YOUR GOAL: Look below for lines that hold the string "into" and copy each one.

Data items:
============
PR #756, opened 2026-08-04
Linear Output: composite support, correction toggles, and no-op fixes

thetalkingdrum:
## What

Three additions to the Linear Output export (#722):

**Composite sources** — Linear Output now handles multi-file sources:
- RGB-scan triplets merge three narrowband exposures into one TIFF
- Stitch composites assemble multi-part scans with per-part flatfield and sensor correction for clean seams
- Stitch + triplet combinations (e.g. 4-part stitch of triplets = 12 RAW files → 1 TIFF)

**Correction toggles** (camera RAW only) — three checkboxes to optionally bake corrections before writing:
- Apply white balance (as-shot gains, green-normalized)
- Apply flatfield
- Apply sensor correction
- All default to off. Hidden for Pakon/DNG. Greyed out when the correction isn't configured. Warning hint that baked corrections are irreversible.

## Testing

27 new tests (79 total): 8 triplet, 8 stitch, 11 corrections.

Verified with real Nikon Z f NEF files (single frame and stitch composite).

`docs/USER_GUIDE.md` and `docs/PIPELINE.md` updated.


thetalkingdrum:
@marcinz606 The stitch+triplet combo path (e.g. 4-part stitch of triplets = 12 files → 1 TIFF) is only covered by synthetic tests — I didn't have the triplet + stitch files raw files to test it for real.  You might have some files handy from when you built that feature, could you give it a spin?

marcinz606:
tested it, works

PR #762, opened 2026-08-05
feat: expose SANE scan-exposure-time as a slider in the Scan tab

diegotonetti99:
### Summary

When a connected SANE scanner exposes the `scan-exposure-time` option (e.g. genesys-based devices), a new **Exposure** slider appears in the Scan tab below Auto-exposure. The slider overrides the scanner's default exposure time in microseconds; the label renders the value in µs, ms or s as appropriate. A device without the option hides the slider, so a saved setting never breaks a different scanner.

### Why

Some flatbed/film scanners (notably genesys) let the operator dial in a hardware exposure time to control density on the scan. NegPy's Scan tab already had Auto-exposure, but for scanners that support a manual override there was no UI to reach it — the option sat unused in the SANE option map.

### What changed

- **Capability detection** (`negpy/infrastructure/scanners/base.py`, `sane_backend.py`): `ScannerCapabilities` gains `exposure_time_us: tuple[int, int] | None` (min/max in µs). `_detect_scan_exposure_time()` finds the option under either `scan_exposure_time` or `scan-exposure-time` key conventions, validates the constraint range, and rejects implausible values (hi < 1.2 s). `_caps_from_options()` wires it in.
- **Params & settings** (`negpy/infrastructure/scanners/params.py`, `settings.py`): `ScanParams` and `ScannerSettings` gain `exposure_time_us: int | None = None`. None = scanner default; ignored when the device has no such option.
- **Backend application** (`sane_backend.py`): `SaneBackend` applies the value via `setattr(dev, <option>, int(...))` at scan time, guarded by an existence check so a saved value targeting one scanner silently no-ops on another. Failure to set raises loudly rather than dropping the override.
- **Scan sidebar** (`negpy/desktop/view/sidebar/scan.py`): a `QSlider` + value label row, hidden unless the live device reports a usable range. Label auto-formats µs/ms/s. The value is read into `ScanParams` on every scan and persisted in `ScannerSettings`.
- **Tests** (`tests/scanners/test_capabilities.py`): `TestScanExposureTimeCapability` covers range-tuple detection, hyphenated-key detection, absence → None, wiring into caps, and the default-None path.
- **Docs** (`docs/USER_GUIDE.md`): the Scanner (SANE) entry now documents the Exposure slider and its conditional visibility.

### How to test

1. Connect a scanner that exposes `scan-exposure-time` (e.g. a genesys device).
2. Open the Scan tab — the **Exposure** slider should appear below Auto-exposure with the device's min/max range.
3. Drag it and confirm the label switches between µs/ms/s; run a scan and verify density changes with the value.
4. Disconnect and connect a scanner without the option — the slider should be hidden and a previously saved value should not raise.

### Notes

- No GPU/pipeline changes; scanner-acquisition only.
- CPU/GPU parity unaffected.

### Disclosure

Portions of this change were written with the assistance of an AI coding tool (Claude / opencode). All code was reviewed and is the author's responsibility.⏎

### DIFF
--- a/negpy/desktop/view/sidebar/scan.py
+++ b/negpy/desktop/view/sidebar/scan.py
@@ -10,6 +10,7 @@ from PyQt6.QtWidgets import (
     QLineEdit,
     QProgressBar,
     QPushButton,
+    QSlider,
     QSpinBox,
     QVBoxLayout,
     QWidget,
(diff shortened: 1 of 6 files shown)


marcinz606:
can't verify on hardware but the code makes sense, thanks!

diegotonetti99:
I have verified it on my Plustek 7500i. The new sane-devices backend exposes this new feature for controlling the exposure time, really useful for dense negatives. I had to compile the sane backend from source since the feature is not yet in the Fedora repos version.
============
OUTPUT:
- RGB-scan triplets merge three narrowband exposures into one TIFF
- **Scan sidebar** (`negpy/desktop/view/sidebar/scan.py`): a `QSlider` + value label row, hidden unless the live device reports a usable range. Label auto-formats µs/ms/s. The value is read into `ScanParams` on every scan and persisted in `ScannerSettings`.
- **Tests** (`tests/scanners/test_capabilities.py`): `TestScanExposureTimeCapability` covers range-tuple detection, hyphenated-key detection, absence → None, wiring into caps, and the default-None path.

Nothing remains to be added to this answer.